“煩躁什麽啊?”夏河終於安耐不住了,沒想到好好地一場婚宴,居然鬧成了這樣,這裏主要的不是嶽風和夏傾月的婚禮,而是嶽風惹得這個人,急忙說道:“你個沒用的東西,就算見麵,也是電視上,報紙上和郝少爺見過麵吧?”
“那是那是……”嶽風緩緩說道:“那可不止如此,今兒個晚上我們還見麵了呢。”
眾人被這句話頓時給說蒙了。
現在不是早上嗎,怎麽這嶽風說自己晚上和他見過麵了?難道兩人還約好了?
“我和你沒有過任何交集,晚上我們為什麽要見麵?”郝建說道。
“沒有,我見到了你,你沒見到我啊。”嶽風說道。
“哈哈哈,不愧是個傻子,說出來的話,也是這麽傻乎乎的。”顏秦風突然哈哈大笑了起來,本來他對嶽風還有所戒備,但聽到他說的這番傻話,頓時戒備之心都沒了。
這話分明就是傻子說的話嘛。
“你最好閉嘴。”嶽風惡狠狠的對著他說道。
對付惡人,那就要比他更加惡。
“你說什麽,你敢再說一句!”顏秦風那裏受過這種侮辱,脾氣頓時也是安耐不住了,臉上青筋暴起,看樣子隨時都準備動手一般。
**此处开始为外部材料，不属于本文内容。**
PR #328, opened 2016-05-03
Fix const_err warning

gkoz:
Rely on glib::translate instead of a hacky one-off

### DIFF
--- a/src/rt.rs
+++ b/src/rt.rs
@@ -6,7 +6,7 @@ use std::cell::Cell;
 use std::env;
 use std::ptr;
 use std::sync::atomic::{AtomicBool, ATOMIC_BOOL_INIT, Ordering};
-use libc::{c_char, c_int, c_uint};
+use libc::{c_int, c_uint};
 use ffi;
 use glib::translate::*;
 use gdk;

“你最好好和我說話,不然等下有你好果子吃的。”嶽風再次警告道。
“給你點臉色,你這猴尾巴還真上天了?我顏秦風就在這眾人麵前說出來,你見不到明天的太陽!”顏秦風說道,隨後陰桀的看了一眼嶽風。
你嶽風應該也知道我們顏家做事的手段,這一句話一出,你嶽風還不會害怕。
本想在他臉上尋找到那一絲恐懼的表情,可沒想到,一絲恐懼都找不到,反而隻看到了他一臉的微笑。
“真是膽子大,就讓你囂張一會兒,到時候你就等著哭吧,夏家人是不會保你的。”顏秦風笑道。